Only those lines in the data below from the line containing "At least two" through the line containing "--> Use existing", both included, should be restated word for word.

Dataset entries
##########
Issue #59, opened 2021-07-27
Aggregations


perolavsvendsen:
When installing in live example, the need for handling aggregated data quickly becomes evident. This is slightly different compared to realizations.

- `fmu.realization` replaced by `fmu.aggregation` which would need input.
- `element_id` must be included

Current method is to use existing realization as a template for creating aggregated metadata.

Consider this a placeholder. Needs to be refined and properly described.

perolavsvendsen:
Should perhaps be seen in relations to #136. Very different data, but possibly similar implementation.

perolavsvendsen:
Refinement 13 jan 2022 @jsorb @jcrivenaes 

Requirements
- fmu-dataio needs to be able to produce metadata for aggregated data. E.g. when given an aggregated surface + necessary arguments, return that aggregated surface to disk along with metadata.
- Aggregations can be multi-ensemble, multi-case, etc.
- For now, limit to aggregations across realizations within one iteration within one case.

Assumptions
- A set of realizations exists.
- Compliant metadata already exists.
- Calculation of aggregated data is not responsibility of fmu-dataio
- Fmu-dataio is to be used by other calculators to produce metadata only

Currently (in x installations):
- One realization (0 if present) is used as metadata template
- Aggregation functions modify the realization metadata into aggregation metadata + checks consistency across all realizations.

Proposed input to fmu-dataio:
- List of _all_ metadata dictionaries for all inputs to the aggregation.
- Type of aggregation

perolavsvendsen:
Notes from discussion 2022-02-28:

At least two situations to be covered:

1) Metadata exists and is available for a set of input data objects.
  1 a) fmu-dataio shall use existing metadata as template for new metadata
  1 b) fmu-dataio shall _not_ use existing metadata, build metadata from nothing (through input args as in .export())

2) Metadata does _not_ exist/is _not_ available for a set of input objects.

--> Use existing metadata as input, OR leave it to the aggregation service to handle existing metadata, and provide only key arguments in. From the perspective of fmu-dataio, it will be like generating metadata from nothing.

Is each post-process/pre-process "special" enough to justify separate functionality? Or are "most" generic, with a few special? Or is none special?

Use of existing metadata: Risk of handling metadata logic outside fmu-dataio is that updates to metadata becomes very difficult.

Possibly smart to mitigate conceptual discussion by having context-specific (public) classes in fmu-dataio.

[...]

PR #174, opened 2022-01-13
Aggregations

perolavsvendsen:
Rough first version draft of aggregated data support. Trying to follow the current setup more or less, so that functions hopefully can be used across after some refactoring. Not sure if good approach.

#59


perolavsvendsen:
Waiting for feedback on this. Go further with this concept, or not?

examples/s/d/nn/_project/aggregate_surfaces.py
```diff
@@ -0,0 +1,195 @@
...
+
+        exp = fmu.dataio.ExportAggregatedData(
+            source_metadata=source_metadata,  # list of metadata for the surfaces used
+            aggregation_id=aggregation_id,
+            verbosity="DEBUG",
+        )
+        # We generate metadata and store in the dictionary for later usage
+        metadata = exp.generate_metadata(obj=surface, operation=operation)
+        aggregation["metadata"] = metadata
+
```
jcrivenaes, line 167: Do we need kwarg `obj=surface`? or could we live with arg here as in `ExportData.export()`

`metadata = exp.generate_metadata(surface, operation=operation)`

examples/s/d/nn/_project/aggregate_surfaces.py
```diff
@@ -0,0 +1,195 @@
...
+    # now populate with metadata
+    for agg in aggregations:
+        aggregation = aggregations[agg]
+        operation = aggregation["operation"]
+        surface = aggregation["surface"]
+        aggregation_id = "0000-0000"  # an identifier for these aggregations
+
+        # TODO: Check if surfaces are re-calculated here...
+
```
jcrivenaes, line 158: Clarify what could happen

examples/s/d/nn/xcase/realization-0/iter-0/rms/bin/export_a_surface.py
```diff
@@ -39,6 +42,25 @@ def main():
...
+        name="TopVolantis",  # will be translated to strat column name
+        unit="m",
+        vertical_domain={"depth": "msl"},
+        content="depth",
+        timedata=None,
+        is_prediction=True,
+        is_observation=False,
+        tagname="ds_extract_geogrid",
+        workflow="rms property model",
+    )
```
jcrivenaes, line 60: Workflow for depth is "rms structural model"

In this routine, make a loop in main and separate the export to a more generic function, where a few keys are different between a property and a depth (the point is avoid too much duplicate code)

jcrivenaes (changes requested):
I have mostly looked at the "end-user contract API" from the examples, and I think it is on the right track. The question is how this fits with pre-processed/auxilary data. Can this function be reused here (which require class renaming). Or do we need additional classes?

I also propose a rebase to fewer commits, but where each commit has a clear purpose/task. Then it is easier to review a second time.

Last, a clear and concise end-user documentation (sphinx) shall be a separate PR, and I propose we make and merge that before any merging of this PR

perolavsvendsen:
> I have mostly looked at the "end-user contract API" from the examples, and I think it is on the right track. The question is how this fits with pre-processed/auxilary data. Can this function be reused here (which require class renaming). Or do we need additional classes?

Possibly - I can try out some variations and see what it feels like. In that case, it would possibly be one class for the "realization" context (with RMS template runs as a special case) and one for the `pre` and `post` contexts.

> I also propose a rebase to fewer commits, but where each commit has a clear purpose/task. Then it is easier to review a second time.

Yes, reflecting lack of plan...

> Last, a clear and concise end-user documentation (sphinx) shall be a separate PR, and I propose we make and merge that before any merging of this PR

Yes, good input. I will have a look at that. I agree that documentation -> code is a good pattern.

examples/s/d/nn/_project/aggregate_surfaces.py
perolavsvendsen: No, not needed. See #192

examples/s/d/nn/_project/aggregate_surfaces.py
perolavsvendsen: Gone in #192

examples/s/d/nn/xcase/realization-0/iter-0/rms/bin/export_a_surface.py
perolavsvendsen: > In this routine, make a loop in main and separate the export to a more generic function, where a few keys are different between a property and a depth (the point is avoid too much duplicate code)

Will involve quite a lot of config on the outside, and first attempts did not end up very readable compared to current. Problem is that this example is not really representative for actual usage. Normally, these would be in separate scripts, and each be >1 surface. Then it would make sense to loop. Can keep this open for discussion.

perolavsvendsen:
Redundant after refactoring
##########
* **SOLVED PROBLEM**
At least two situations to be covered:

1) Metadata exists and is available for a set of input data objects.
  1 a) fmu-dataio shall use existing metadata as template for new metadata
  1 b) fmu-dataio shall _not_ use existing metadata, build metadata from nothing (through input args as in .export())

2) Metadata does _not_ exist/is _not_ available for a set of input objects.

--> Use existing metadata as input, OR leave it to the aggregation service to handle existing metadata, and provide only key arguments in. From the perspective of fmu-dataio, it will be like generating metadata from nothing.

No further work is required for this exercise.